(INPUT begins)
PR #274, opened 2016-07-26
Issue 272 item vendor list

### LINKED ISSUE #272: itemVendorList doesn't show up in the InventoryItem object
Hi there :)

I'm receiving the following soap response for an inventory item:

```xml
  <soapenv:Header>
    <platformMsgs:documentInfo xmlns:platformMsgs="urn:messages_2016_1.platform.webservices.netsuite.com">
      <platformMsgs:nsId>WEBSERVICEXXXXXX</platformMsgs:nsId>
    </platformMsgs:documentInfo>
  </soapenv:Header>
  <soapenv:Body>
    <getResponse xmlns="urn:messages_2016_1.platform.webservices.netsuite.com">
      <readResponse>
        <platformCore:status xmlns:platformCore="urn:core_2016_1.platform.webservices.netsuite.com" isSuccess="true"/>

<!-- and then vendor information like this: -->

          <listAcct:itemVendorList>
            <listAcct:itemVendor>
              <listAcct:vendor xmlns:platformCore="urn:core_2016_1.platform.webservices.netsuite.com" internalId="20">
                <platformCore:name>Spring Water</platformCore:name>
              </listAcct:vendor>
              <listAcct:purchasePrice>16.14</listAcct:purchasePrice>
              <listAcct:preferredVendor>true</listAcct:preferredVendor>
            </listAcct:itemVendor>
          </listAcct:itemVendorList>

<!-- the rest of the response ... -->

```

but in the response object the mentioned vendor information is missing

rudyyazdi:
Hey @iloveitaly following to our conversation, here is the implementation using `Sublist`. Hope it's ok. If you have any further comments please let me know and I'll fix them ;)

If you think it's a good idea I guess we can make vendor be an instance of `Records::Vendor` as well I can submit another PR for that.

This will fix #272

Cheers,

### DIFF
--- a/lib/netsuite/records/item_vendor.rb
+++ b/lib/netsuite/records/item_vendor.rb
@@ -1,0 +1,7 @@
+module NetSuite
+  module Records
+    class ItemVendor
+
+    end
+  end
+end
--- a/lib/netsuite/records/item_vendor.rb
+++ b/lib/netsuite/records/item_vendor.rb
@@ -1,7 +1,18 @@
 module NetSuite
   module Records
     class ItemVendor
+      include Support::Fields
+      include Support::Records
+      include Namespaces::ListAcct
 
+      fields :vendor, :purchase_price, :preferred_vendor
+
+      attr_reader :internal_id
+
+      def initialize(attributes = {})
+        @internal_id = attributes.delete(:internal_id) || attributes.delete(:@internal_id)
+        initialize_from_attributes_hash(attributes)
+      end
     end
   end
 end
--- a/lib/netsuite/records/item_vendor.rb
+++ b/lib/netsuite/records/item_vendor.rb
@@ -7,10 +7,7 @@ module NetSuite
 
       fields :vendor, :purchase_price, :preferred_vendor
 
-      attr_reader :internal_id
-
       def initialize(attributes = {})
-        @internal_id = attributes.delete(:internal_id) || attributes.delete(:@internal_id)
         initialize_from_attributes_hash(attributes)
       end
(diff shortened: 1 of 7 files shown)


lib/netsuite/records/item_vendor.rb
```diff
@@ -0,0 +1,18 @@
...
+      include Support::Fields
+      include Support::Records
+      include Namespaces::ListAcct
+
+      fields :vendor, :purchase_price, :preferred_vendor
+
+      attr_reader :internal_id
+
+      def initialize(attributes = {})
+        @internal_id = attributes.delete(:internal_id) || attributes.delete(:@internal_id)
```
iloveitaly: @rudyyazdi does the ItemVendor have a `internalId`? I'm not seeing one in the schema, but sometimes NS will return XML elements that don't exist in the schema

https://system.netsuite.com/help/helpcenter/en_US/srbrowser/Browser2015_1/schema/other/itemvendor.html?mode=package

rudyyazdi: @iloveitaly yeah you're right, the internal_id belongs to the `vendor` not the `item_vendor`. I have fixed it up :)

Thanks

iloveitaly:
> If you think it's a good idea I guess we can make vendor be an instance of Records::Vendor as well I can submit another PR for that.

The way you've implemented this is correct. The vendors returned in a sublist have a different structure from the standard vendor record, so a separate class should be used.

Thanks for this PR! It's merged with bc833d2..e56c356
(INPUT ends)
(INPUT begins)
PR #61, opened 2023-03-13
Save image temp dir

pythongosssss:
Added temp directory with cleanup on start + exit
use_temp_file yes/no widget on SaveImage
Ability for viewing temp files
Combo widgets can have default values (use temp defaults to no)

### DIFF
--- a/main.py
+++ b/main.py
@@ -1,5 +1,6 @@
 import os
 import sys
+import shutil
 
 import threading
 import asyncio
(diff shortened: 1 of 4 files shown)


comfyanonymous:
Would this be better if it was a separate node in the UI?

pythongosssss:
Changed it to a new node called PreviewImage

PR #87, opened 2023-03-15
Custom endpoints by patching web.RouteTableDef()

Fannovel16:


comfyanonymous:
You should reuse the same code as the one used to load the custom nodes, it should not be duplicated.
(INPUT ends)
PROBLEM TO WORK ON = Return all lines from the data that include the string "xmlns".

TASK SOLUTION =
    <platformMsgs:documentInfo xmlns:platformMsgs="urn:messages_2016_1.platform.webservices.netsuite.com">
    <getResponse xmlns="urn:messages_2016_1.platform.webservices.netsuite.com">
        <platformCore:status xmlns:platformCore="urn:core_2016_1.platform.webservices.netsuite.com" isSuccess="true"/>
              <listAcct:vendor xmlns:platformCore="urn:core_2016_1.platform.webservices.netsuite.com" internalId="20">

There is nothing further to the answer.